Nigerian disc jockey

James Chike Nwankwo (better known as DJ Virall) is a pioneering disc jockey (DJ), master of ceremonies (MC), record producer, songwriter, and remixer.

He played a role in popularizing the genre of Hip hop music as therapy, the concept of DJ residencies in Moscow, and techniques such as phasing, backspinning, punch phrasing, and breakbeat (a rhythmic section of a song that DJs would loop).

James is among the pioneers of the Afro igbo genre in Nigeria. He has been nominated twice at the Nigeria Entertainment Awards, and won the Nigerian Books of Record in 2021.
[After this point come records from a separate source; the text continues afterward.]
PR #4066, opened 2017-01-18
Get more integration test to work

beeender:
- Add a new TestRule RunWithRemoteService to allow a test case create a
  service running in a remote process. This is very much like what we have
  for the RealmInterProcessTests but with more flexibility, eg.:
  Separate service for separate test case.
- Enabled sync interaction tests: notify by simple commit, notify by
  lots of commits.
- Deprecate RemoteProcessService.


beeender:
This works great with running a signal test, but fails when running two or more ...
We need to figure out a way to peacefully restart sync service and client.

realm/realm-library/src/androidTest/java/io/realm/rule/RunWithRemoteService.java
```diff
@@ -0,0 +1,194 @@
...
+import static junit.framework.Assert.assertTrue;
+import static junit.framework.Assert.fail;
+
+/**
+ * This is a helper {@link TestRule} to do test which needs interaction with a remote process.
+ * To use this:
+ * 1. Define a subclass of {@link RemoteTestService} and create steps as static member of it. Those steps should be
+ * named as "stepA_doXXX", "stepB_doYYY", etc. to indicate the order of them.
+ * 2. Add the service into the AndroidManifest.xml. And the android:process property must be ":remote".
+ * 3. Annotated your test case by {@link RunTestWithRemoteService} with your remote service class.
```
cmelchior: Annotated -> Annotate

realm/realm-library/src/syncIntegrationTest/java/io/realm/objectserver/utils/HttpUtils.java
```diff
@@ -38,6 +38,16 @@
     // will forward this query to the host, running the integration test server on 8888
     private final static String START_SERVER = "http://127.0.0.1:8888/start";
     private final static String STOP_SERVER = "http://127.0.0.1:8888/stop";
+    private static boolean inited = false;
+
+    // Start the ROS service only once since there are problems with reseting it. Also it makes testing faster.
```
cmelchior: Can you elaborate on the problems resetting it? 
This pattern here seems a bit dangerous as it will leave the server running after the last integration test is done. We can perhaps live with that for now though.

realm/realm-library/src/syncIntegrationTest/java/io/realm/objectserver/utils/HttpUtils.java
```diff
@@ -38,6 +38,16 @@
...
+    public static void init() throws Exception {
```
cmelchior: This should be synchronized

realm/realm-library/src/syncIntegrationTest/java/io/realm/objectserver/utils/UserFactory.java
```diff
@@ -16,14 +16,38 @@
...
+import io.realm.log.RealmLog;
 
 // Must be in `io.realm.objectserver` to work around package protected methods.
 public class UserFactory {
+    private static final String PASSWORD = "myPassw0rd";
+    // Since the integration tests need use the same user for different processes, we create a new user name when the
+    // test starts and store it in a Realm. Then it can be retrieved for every process.
+    private String userName;
+    private static UserFactory instance;
+    private static RealmConfiguration configuration = new RealmConfiguration.Builder()
```
cmelchior: This require `Realm.init()` to be called before using this class.  Perhaps we should add a comment to the header about that?

realm/realm-library/src/syncIntegrationTest/java/io/realm/objectserver/utils/UserFactory.java
```diff
@@ -32,4 +56,43 @@ public static SyncUser createAdminUser(String authUrl) {
         SyncCredentials credentials = SyncCredentials.custom("admin", "debug", null);
         return SyncUser.login(credentials, authUrl);
     }
+
+    // Since we don't have a reliable way to reset the sync server and client, just use a new user for every test case.
+    public static void resetInstance() {
+        instance = null;
+        SecureRandom random = new SecureRandom();
```
cmelchior: Just use `UUID.random().toString()` as user name, it should be safe enough.

realm/realm-library/src/syncIntegrationTest/java/io/realm/objectserver/utils/UserFactory.java
```diff
@@ -32,4 +56,43 @@ public static SyncUser createAdminUser(String authUrl) {
         SyncCredentials credentials = SyncCredentials.custom("admin", "debug", null);
         return SyncUser.login(credentials, authUrl);
     }
+
+    // Since we don't have a reliable way to reset the sync server and client, just use a new user for every test case.
+    public static void resetInstance() {
```
cmelchior: There seems to be a mismatch between the name and description. Perhaps `generateNewUser()` instead?

realm/realm-library/src/syncIntegrationTest/java/io/realm/objectserver/utils/UserFactory.java
```diff
@@ -32,4 +56,43 @@ public static SyncUser createAdminUser(String authUrl) {
...
+    // The @Before method will be called before the looper tests finished. We need to find a better place to call this.
+    public static void clearInstance()  {
+        Realm realm = Realm.getInstance(configuration);
+        realm.beginTransaction();
+        realm.delete(UserFactoryStore.class);
+        realm.commitTransaction();
+        realm.close();
+    }
+
+    public static UserFactory getInstance() {
```
cmelchior: Needs to be synchronized

realm/realm-library/src/syncIntegrationTest/java/io/realm/objectserver/utils/HttpUtils.java
beeender: It might be my fault ... After clean up everything, the original solution (start/stop in BeforeClass/AfterClass) works. Will revert this change.

realm/realm-library/src/syncIntegrationTest/java/io/realm/objectserver/utils/HttpUtils.java
beeender: will remove this.

realm/realm-library/src/syncIntegrationTest/java/io/realm/objectserver/utils/UserFactory.java
beeender: This is to match the method name `getInstance()`. Fixed the comment.

beeender:
Finally got this to work. @realm/java review please.

realm/realm-library/src/syncIntegrationTest/java/io/realm/objectserver/ProcessCommitTests.java
```diff
@@ -16,159 +16,202 @@
...
-                    Looper.loop();
-
-                } catch (Throwable e) {
-                    exception[0] = e;
-                    testFinished.countDown();
-                }
+            public void onChange(RealmResults<ProcessInfo> element) {
+                assertEquals(1, all.size());
+                assertEquals("Background_Process1", all.get(0).getName());
+                realm.close();
```
cmelchior: Can these clean up methods somehow be moved to the Rule? These tests are so complex that anything we can do to reduce it would be nice.

realm/realm-library/src/syncIntegrationTest/java/io/realm/objectserver/ProcessCommitTests.java
```diff
@@ -16,159 +16,202 @@
...
+            @Override
+            protected void run() {
+                user = UserFactory.getInstance().loginWithDefaultUser(Constants.AUTH_URL);
+                String realmUrl = Constants.SYNC_SERVER_URL;
+
+                final SyncConfiguration syncConfig = new SyncConfiguration.Builder(user, realmUrl)
+                        .directory(getService().getRoot())
+                        .name(UUID.randomUUID().toString() + ".realm")
+                        .build();
+                getService().realm = Realm.getInstance(syncConfig);
```
cmelchior: I think @bmeike would prefer if this was `setRealm()` and getRealm()` instead :)

realm/realm-library/src/androidTest/java/io/realm/rule/RunWithRemoteService.java
```diff
@@ -0,0 +1,180 @@
...
+            super(looper);
+            localMessenger = new Messenger(this);
+        }
+
+        @Override
+        public void handleMessage(Message msg) {
+            Bundle bundle = msg.getData();
+            String error = bundle.getString(RemoteTestService.BUNDLE_KEY_ERROR);
+            if (error != null) {
+                // Assert and show error from value process
```
beeender: I don't understand either, probably i wanted to say remote process.

realm/realm-library/src/androidTest/java/io/realm/services/RemoteProcessService.java
```diff
@@ -34,6 +34,7 @@
 
 /**
  * Helper service for multi-processes support testing.
+ * @deprecated use {@link RemoteTestService} instead.
```
beeender: It is still used in `RealmInterprocessTest` which I don't have time to refactor yet.

realm/realm-library/src/androidTest/java/io/realm/services/RemoteTestService.java
```diff
@@ -0,0 +1,176 @@
...
+import java.io.PrintWriter;
+import java.io.StringWriter;
+import java.util.HashMap;
+import java.util.Map;
+
+import io.realm.Realm;
+import io.realm.log.RealmLog;
+
+/**
+ * Helper class for multi-processes support testing.
```
beeender: Description in `RunWithRemoteService`. Added preferred naming rules there, and added a link here.

realm/realm-library/src/androidTest/java/io/realm/services/RemoteTestService.java
```diff
@@ -0,0 +1,176 @@
...
+
+        protected Step(int base, int id) {
+            this.message = base + id;
+            stepMap.put(this.message, this);
+        }
+
+        protected abstract void run();
+
+        protected RemoteTestService getService() {
+            return RemoteTestService.thiz;
```
beeender: This is a method of `Step` which is a static inner class.

realm/realm-library/src/androidTest/java/io/realm/services/RemoteTestService.java
```diff
@@ -0,0 +1,176 @@
...
+            } catch (RemoteException e) {
+                RealmLog.error(e);
+            }
+        }
+    }
+
+    public static final String BUNDLE_KEY_ERROR = "error";
+    @SuppressLint("UseSparseArrays")
+    private static Map<Integer, Step> stepMap = new HashMap<Integer, Step>();
+    public static RemoteTestService thiz;
```
beeender: All the `Step` are defined as static method in the child classes for a reason which I cannot remember... looks very much because of my comment here:
>     // There is no easy way to dynamically ensure step IDs have same value for different processes. So, use the stupid
>    // way.

And the step instance still need to access the `RemoteTestService` instance sometimes.

realm/realm-library/src/androidTest/java/io/realm/services/RemoteTestService.java
```diff
@@ -0,0 +1,176 @@
...
+
+    @Override
+    public IBinder onBind(Intent intent) {
+        return messenger.getBinder();
+    }
+
+    @Override
+    public boolean onUnbind(Intent intent) {
+        stopSelf();
+        recursiveDelete(rootFolder);
```
beeender: I think it doesn't, doc from `createTempFile()`:
> This method provides only part of a temporary-file facility. To arrange for a file created by this method to be deleted automatically, use the deleteOnExit() method.
> 
> The prefix argument must be at least three characters long. It is recommended that the prefix be a short, meaningful string such as "hjb" or "mail". The suffix argument may be null, in which case the suffix ".tmp" will be used. 

Also, the `TemporaryFolder` is doing the same.

realm/realm-library/src/syncIntegrationTest/java/io/realm/objectserver/ProcessCommitTests.java
```diff
@@ -16,159 +16,202 @@
...
+                Realm realm = getService().realm;
+
+                realm.beginTransaction();
+                ProcessInfo processInfo = realm.createObject(ProcessInfo.class);
+                processInfo.setName("Background_Process1");
+                processInfo.setPid(android.os.Process.myPid());
+                processInfo.setThreadId(Thread.currentThread().getId());
+                realm.commitTransaction();
+                // FIXME: If we close the Realm here, the data won't be able to synced to the main process. Is it a bug
```
beeender: Can we get a `SyncSession` instance without any Realm instance opened?

realm/realm-library/src/syncIntegrationTest/java/io/realm/objectserver/ProcessCommitTests.java
beeender: I think it could be achieved by inherit the `RunInLooperThread` which would do the user logout when clean up. I can do it in a following PR.

realm/realm-library/src/syncIntegrationTest/java/io/realm/objectserver/utils/UserFactory.java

==Early life and education==

James Nwankwo (born June 24, 1989) hails from Orumba North LGA in Anambra State, Nigeria. He was born in Kaduna and raised in Ibadan, and completed his primary school education at Hallelujah Model School (2001). He proceeded to Command Secondary Schools, Adekunle Fajuyi Cantonment, Ibadan, Oyo State, Nigeria in 2007. Afterwards, he attended the University of Ibadan, Oyo state, where he graduated with a combined bachelor's degree (hons) in Communication and Language Arts and English Language (2014). He later obtained a master's degree (cum laude) in Foreign Languages and Intercultural Communication from HSE University (2022).

==Career==
Nwankwo developed a strong passion for music from a young age, particularly Electronic dance music (EDM) and hip hop.

DJ Virall made history as the first Nigerian DJ to perform at the University of Glasgow. He is noted as one of the best Mobile DJs in the southeastern part of Nigeria.

In 2013, he pioneered the sounds of Nigerian Afro fusion pop, with his artistry appealing to lovers of all styles of dance music. In 2015, he emerged as one of Nigeria's leading DJs at the Coke Studio season 8 project.

He is also the first Afro DJ to play at the Bookhouse club revolutionary party in honour of Elizabeth Wurtzel and was listed among Yessiey Africa 100 Most Influential People in 2023.

==Journals==
Nwankwo has articles published in journals including: Sage's Bulletin of Science and Technology (Analysis of Impact of Industry 4.0 on Africa, Eastern Europe and US: A Case Study of Cyber-Security and Sociopolitical Dynamics of Nigeria, Russia and USA).

==Awards and recognition==
Nwankwo's impact in growing the entertainment industry earned him two nominations at the Nigeria Entertainment Awards and an award by Nigerian Books of Record in 2021. He is also a member of the ForbesBLK community.